Adventures in vegetarian cooking

Filed under: Cooking,Personal — cec @ 6:56 pm

K and I don’t eat much meat – no red meat, no poultry, etc.  Theoretically, we still eat fish, but since I won’t cook it…

This weekend, we experimented with a couple of new recipes that, in hindsight, were even vegan:

  • Vegetarian Mac and Cheese.  Like a lot of people (I suppose), I love macaroni and cheese.  Not the Kraft, out of the box, kind, but one made with onion, garlic, mustard powder in a homemade cheese sauce.  Unfortunately, K (okay, me too) isn’t supposed to eat that much high-fat cheese.  I’ve been making it with low-fat cheese, but well, that’s a little lame.  Last week, a guy at my office gave me a recipe that eliminated the cheese sauce and turned out to be (possibly) tastier than the original.  Start by sautéing an onion in a little olive oil.  Add a drained, rinsed can of cannellini (other beans work, but cannellini are wonderfully creamy), 1.75 cups of water (or vege broth), 1 tbsp of miso paste (I used soy sauce), a little dry mustard and a half cup of raw cashews.  Puree, then add a package of cooked spinach and use as the cheese sauce.  It’s wonderful.
  • We also made seitan which, as near as I can figure, is pronounced satan.  It’s wheat meat – wheat gluten (which means it’s also pronounced “death to etselec and hlf”) and water (or broth) which is cooked and then used as if it was regular meat.  We made ours with water, soy sauce and some Italian seasonings.  Once it was cooked, we sliced it up, braised it and served it with a wine/mushroom sauce.  It was great and a *lot* easier than I thought it would be.

November 27, 2007

Making vegetarian food tastier; or

Filed under: Cooking — cec @ 11:05 pm

Cooking with the world’s most dangerous* additive; or

How I stopped worrying and learned to love MSG.

A few weeks ago, I heard Robert Krulwich on NPR talking about umami – the fifth taste. If you didn’t hear it, go to the link above. As always, Krulwich makes the story very engaging. He describes how the Greek philosopher Democritus hypothesized the existence of four tastes: sweet, sour, bitter and salty. Everything you eat is made up of a combination of those four tastes (plus the 10,000 various smells your nose can sense).
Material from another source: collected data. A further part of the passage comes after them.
PR #119, opened 2022-01-10
Upgrade to ES 7.16.2

eladiw:

* Upgraded to ES 7.16.2
* Added new field caps field [metadata_field](https://www.elastic.co/guide/en/elasticsearch/reference/current/mapping-fields.html)
* fixed tests


tomconte (approved):

charts/k2bridge/values.yaml
```diff
@@ -39,8 +39,8 @@ elasticsearch:
   clusterName: k2bridgees
   masterService:  k2bridgees-master
 
-  image: docker.elastic.co/elasticsearch/elasticsearch-oss
-  imageTag: 7.10.2
+  image: docker.elastic.co/elasticsearch/elasticsearch
+  imageTag: 7.16.2
```
tamirkamara, line 43: Is it perhaps the right time to also update the elastic chart version we use?

AsafMah: what's elastic chart?

AsafMah (changes requested):
I understand the version changes, but why add metadata_field if it's always false?

eladiw:
> I understand the version changes, but why add metadata_field if it's always false?

to match the results ES returns.
maybe Kibana use it, maybe not.
In anycase the e2e failed, since now our reference ES instance returns it and K2 didn't.

charts/k2bridge/values.yaml
eladiw: updated.

@AsafMah , its the chart the defines how to deploy elastic. we use it as a dependency
https://github.com/elastic/helm-charts/tree/main/elasticsearch

AsafMah (approved):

He goes on to discuss the previously hypothesized, but recently confirmed, discovery of a fifth taste – umami. The taste of l-glutamate. The 200 year old discovery was finally confirmed with the identification of two different types of glutamate receptors on the tongue. Glutamate is common in meat and other protein-heavy foods, like certain cheeses.  I suspect that the glutamate receptors evolved for the same reason as our ability to detect the other tastes: to help us decide what we should and shouldn’t eat.  Sugar indicates a carbohydrate rich food, salt – salt (duh), sour – probably vitamin C, bitter – maybe something poisonous to avoid, and umami to detect protein rich foods.

That got me to thinking.  With the exception of certain foods, e.g., cheeses, vegetarian cooking doesn’t have much umami in it.  It may have plenty of protein, but the dishes often aren’t satisfying.  Perhaps the lack of umami means that the actual protein in the food doesn’t register on the tongue and so, over time, you feel as if you were lacking for the protein itself.

Some of my favorite vegetarian dishes have lots of cheese, particularly parmesan (e.g., hamburger bocca burger pie and barley with mushrooms).  Of course, I can’t add parmesan or soy sauce to everything.  So as an experiment, I bought some ‘Accent’ which is just a container of MSG.  It’s not something I would add to all dishes, but I’ve been experimenting with adding it to dishes that are supposed to be savory: split pea soup that doesn’t have ham, store bought stuffing that should be made with beef broth, etc.

So far, the experiment seems to be a success.  Used in the right dishes, adding MSG to certain foods seems to make them taste better.

Of course, there are reasons why I shouldn’t use MSG; but fortunately health is not one of them.  Numerous scientific studies have completely exonerated MSG from the anecdotal health scare from the 60s.  There are no ill effects observed from the consumption of moderated amounts of MSG.  After all, this is essentially the same compound as is found in meat and other natural glutamate sources.

My main concern for not relying on it too much is that it’s a cheat.  It’s not a big cheat.  It’s a little bit like adding vinegar or salt to something to improve it’s flavor.  However, it is a cheat.  Rather than using an artificial source of umami, I would prefer to find ways of using more ingredients that are naturally higher in umami.  But in the meantime, I’m definitely going to keep the MSG around.  It’s in a little container in the pantry, right next to the salt.  🙂

July 29, 2007

Home made sourdough bread

Filed under: Cooking — cec @ 9:49 pm

One of my favorite things is really good bread. Back when I was in school, I bought a book on making bread. It started from a home made sourdough starter that had no commercial yeast. It was basically water and flour with a few grapes tied in a bag to give it some extra yeast. The bread itself also called for no commercial yeast. So the whole loaf was made using whatever yeasts happened to be in the air. A friend of mine, a German woman named Margrid Krueger, made similar bread a gave me a few of her tips on how to solve bread problems, etc.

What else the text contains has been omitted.